Think Cinderella’s a fairytale? Fabled glass slipper is revealed as a joke on royalty

This article is more than 1 year old

The footwear at the heart of the age-old panto tale is a satirical jibe at fashionista king Louis XIV’s obsession with ornamental glass and impractical aristocratic styles

For hundreds of years, the glass slipper has been synonymous with the tale of Cinderella and her midnight dash home from the ball. Now an academic has traced its 17th-century origins and uncovered a connection to the creation of the Hall of Mirrors at the Palace of Versailles and the impractical fashions and fads of French aristocrats.

“The glass slipper is a witty joke,” said Genevieve Warwick, professor of the history of art at the University of Edinburgh. It was intended to be a “literary mascot of French economic modernity” and a tongue-in-cheek reference to Louis XIV’s love of extravagant and often quixotic French fashion, especially in regard to shoes, she told the Observer. “No one could actually walk, let alone dance, in shoes made of glass.”

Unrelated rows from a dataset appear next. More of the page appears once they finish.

PR #71, opened 2018-03-09
Handle NUMERIC type with a custom Number - fixes #70

### LINKED ISSUE #70: Handle NUMERIC type with a custom Number
motivation: currently NUMERIC type is mapped to `BigDecimal` which does not allow a full representability of the type (such as ∞).
changes: provide a specific subclass of `Number` (perhaps named `PgNumeric` ?) that wraps the value as a `BigDecimal` when possible otherwise indicates which specific value it is. This can then be converted by the `Row` class to other values or can be retrieved as is. This mapping shall be bidirectional.

vietj:


src/main/java/com/julienviet/pgclient/Numeric.java
```diff
@@ -0,0 +1,132 @@
...
+
+/**
+ * The Postgres <i>NUMERIC</i> type.
+ */
+public final class Numeric extends Number {
+
+  /**
+   * Constant for the {@code NaN} value.
+   */
+  public static final Numeric NaN = new Numeric(null);
```
gunnarmorling: You also might consider to handle `Infinity` and `-Infinity`.

src/main/java/com/julienviet/pgclient/Numeric.java
```diff
@@ -0,0 +1,132 @@
...
+
+  private BigDecimal value;
```
gunnarmorling: Seems this could be final?

src/main/java/com/julienviet/pgclient/Numeric.java
```diff
@@ -0,0 +1,132 @@
...
+
+  /**
+   * Return a {@code Numeric} instance for the given {@code number}.
+   *
+   * @param number the number
+   * @return the {@code Numeric} value
+   */
+  public static Numeric create(Number number) {
```
gunnarmorling: How would this deal with `number` being null?

src/main/java/com/julienviet/pgclient/Numeric.java
```diff
@@ -0,0 +1,132 @@
...
+  public BigDecimal bigDecimalValue() {
+     return value;
+  }
+
+  /**
+   * @return  the numeric value represented by this object after conversion
+   *          to type {@code BigInteger}.
+   */
+  public BigInteger bigIntegerValue() {
+    return value.toBigInteger();
```
gunnarmorling: You check for value to not be null in other places. I'm not quite sure whether it can be nullable or not?

src/main/java/com/julienviet/pgclient/Numeric.java
vietj: does Postgres support them ? according to the documentation, only _Nan_ makes sense

src/main/java/com/julienviet/pgclient/Numeric.java
vietj: yes

src/main/java/com/julienviet/pgclient/Numeric.java
vietj: it should throw NullPointerException but it hasn't been bested

src/main/java/com/julienviet/pgclient/Numeric.java
vietj: good catch!

vietj: I will also add test for this

src/main/java/com/julienviet/pgclient/Numeric.java
EmadAlblueshi: NaN for Numeric only

but the floating-point types have several special values:

Infinity
-Infinity
NaN

vietj: are we talking of PG or Java types ?

EmadAlblueshi: PG types

EmadAlblueshi: https://www.postgresql.org/docs/9.6/static/datatype-numeric.html

vietj: ah cool, it was not clear from the docs I read, will update it

vietj: so actually infinite values are not supported for numeric (https://stackoverflow.com/questions/45603040/does-postgresql-numeric-type-support-infinity-and-infinity), so I don't think that we should handle them in this class except than rejecting the invalid values when creating a numeric from a Number

vietj:
I've addressed the feedback from the PR and simplified the internal of `Numeric` by just wrapping a non null `Number`

vietj:
please review again :-)

vietj:
ping @gunnarmorling @EmadAlblueshi

vietj:
@EmadAlblueshi is that fine for merging ?

src/main/java/com/julienviet/pgclient/Numeric.java
```diff
@@ -0,0 +1,162 @@
+/*
+ * Copyright (C) 2017 Julien Viet
```
gunnarmorling: Just seeing the stale date. FWIW, we got rid of the date in [headers in Hibernate](https://github.com/hibernate/hibernate-validator/blob/4f0c69d3c6edf1e3c99a1260237e69e1bbfc9ad1/engine/src/main/java/org/hibernate/validator/internal/engine/ValidationContext.java#L1-L6) projects, as its just a hazzle to maintain.

src/main/java/com/julienviet/pgclient/Numeric.java
```diff
@@ -0,0 +1,162 @@
...
+  /**
+   * @return  the numeric value represented by this object after conversion
+   *          to type {@code BigDecimal}.
+   */
+  public BigDecimal bigDecimalValue() {
+    if (value instanceof BigDecimal) {
+      return (BigDecimal) value;
+    } else if (value instanceof BigInteger) {
+      return new BigDecimal((BigInteger)value);
+    } else if (isNaN()) {
```
gunnarmorling: Perhaps rather throw an exception in that case? Or document it at least, as getting null may be surprising otherwise.

src/main/java/com/julienviet/pgclient/Numeric.java
```diff
@@ -0,0 +1,162 @@
...
+  /**
+   * @return  the numeric value represented by this object after conversion
+   *          to type {@code BigInteger}.
+   */
+  public BigInteger bigIntegerValue() {
+    if (value instanceof BigInteger) {
+      return (BigInteger) value;
+    } else if (value instanceof BigDecimal) {
+      return ((BigDecimal)value).toBigInteger();
+    } else if (isNaN()) {
```
gunnarmorling: Same here.

src/main/java/com/julienviet/pgclient/Numeric.java
```diff
@@ -0,0 +1,162 @@
...
+        }
+        return l.compareTo(r) == 0;
+      }
+    }
+    return false;
+  }
+
+  @Override
+  public int hashCode() {
+    return intValue();
```
gunnarmorling: Interesting to base it on the int value. It'll cause a poor distribution though if you got multiple numerics (1.1, 1.2 etc.) in a small range, perhaps rather base it on the `BigDecimal` value of this (it might also be calculated once and cached)?

vietj: I've done that because it provides a consistent value between Number

src/main/java/com/julienviet/pgclient/Numeric.java
vietj: I think it should be documented, that's a situation that the developer can also take in account using `isNaN()` method before.

src/main/java/com/julienviet/pgclient/Numeric.java
vietj: to have `Number.create(4).hashcode() == Number.create(new BigInteger(4)).hashcode()`

gunnarmorling: I see. Is there a need for that, though? These values aren't considered as equal as per `equals()`, so it seems advantageous to put them into different hash buckets actually? I was just wondering about a case where you'd end up with lots of closely related decimal values in the same hash bucket. Not sure whether it makes a difference in practice :)

vietj: I think we need it because equality implies hashcode are the same

gunnarmorling: Ah yes, indeed you _do_ consider the two Numerics as equal, so they must have the same hash. You'd have a better value distribution by basing the hash on the BigDecimal value, but the current impl should work.

Issue #179, opened 2018-09-20
Type handling not lenient enough


marcust:
So I was trying to integrate jOOQ with reactive-pg-client, because I'm playing around with possible project setups. 

A problem that I encountered is that jOOQ strongly believes that the `OFFSET` and `LIMIT` parameters are `Integer`, whereas this client sees an `INT8` and expects a `Long`.

I did some magic now (https://github.com/marcust/jzenith/blob/master/jzenith-postgresql/src/main/java/org/jzenith/postgresql/PostgresqlClient.java#L96-L135) in order to avoid that, but I think if there is a type that is easily widened like an `Integer` to a `Long` that should be handled internally in the pg-client. 

I would have created a PR but I'm not sure what the best approach is, because the whole type mapping is rather 1 on 1 and I don't know what a good approach would be to make that more dynamic.

vietj:
@marcust can you check with the latest snapshot ?

marcust:
@vietj works with my test suite, so seems to be fine.

vietj:
do you have integration with jooq ? perhaps you could contribute this integration in this project ?

marcust:
No, not really an integration. I don't think that jOOQ does real async yet, from what I've seen they postpone it from version to version. I have some glue code between jOOQ, the JDBC Postgres driver and the reactive client that translates the queries to pure Postgres SQL and then just executes them (https://github.com/marcust/jzenith/blob/master/jzenith-postgresql/src/main/java/org/jzenith/postgresql/PostgresqlClient.java)

PR #183, opened 2018-09-21
A simple test for numeric typing

marcust:
That gives the error message `Values [5] cannot be coerced to [Long]` which is
at least missleading.

Demonstrating #179


vietj:
thanks, will have a look asap, I suspect it's rather an improvement than a bug fix where we need to do type coercion.

PR #204, opened 2018-11-12
Added unit-test to verify querying of -ve integer

arrowwood49:
Added unit-test to verify querying of column with -ve integer value.

See issue https://github.com/reactiverse/reactive-pg-client/issues/203


vietj:
thanks for reporting, this will be fixed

Until now, according to Warwick, author of Cinderella’s Glass Slipper: Towards a Cultural History of Renaissance Materialities, academics have overlooked the link between Cinderella’s glass slippers, created by Charles Perrault when he wrote the defining version of the fairytale in 1697, and the great Galerie des Glaces at Versailles.

Perrault was the secretary tasked with outfitting Louis XIV’s palaces. “He was the brains behind the operation of putting up the Hall of Mirrors,” said Warwick. The 73-metre-long hall was lavishly furnished by Perrault with 357 mirrors opposite 17 huge arched windows at a time when glass was a highly fashionable, ultra-expensive modern luxury. “He was also the administrator in charge of setting up a royal glassworks for France.”

The glassworks ensured that glass no longer needed to be imported from Venice for the king’s palaces. Instead, thanks to Perrault, it was manufactured in France from “very humble” local materials. “Perrault was responsible for ensuring supplies to the glassworks: sand, ash and wood for the fires. Hence Cinderella’s name.”

When Perrault transforms a humble girl who sweeps up cinders into a magnificent woman worthy of a prince’s love, whose USP is her glass slippers, his contemporary readers would have understood he was referring to Louis XIV’s ostentatious love of glass and his magnificent Hall of Mirrors. In this way, Perrault was linking Cinderella’s fate – her success in achieving a royal marriage and a happy ending – with the fate of the nascent French glass manufacturing industry, Warwick argues. “He was making her into a kind of national emblem of how we’re going to make France prosperous, by making these luxury products ourselves.”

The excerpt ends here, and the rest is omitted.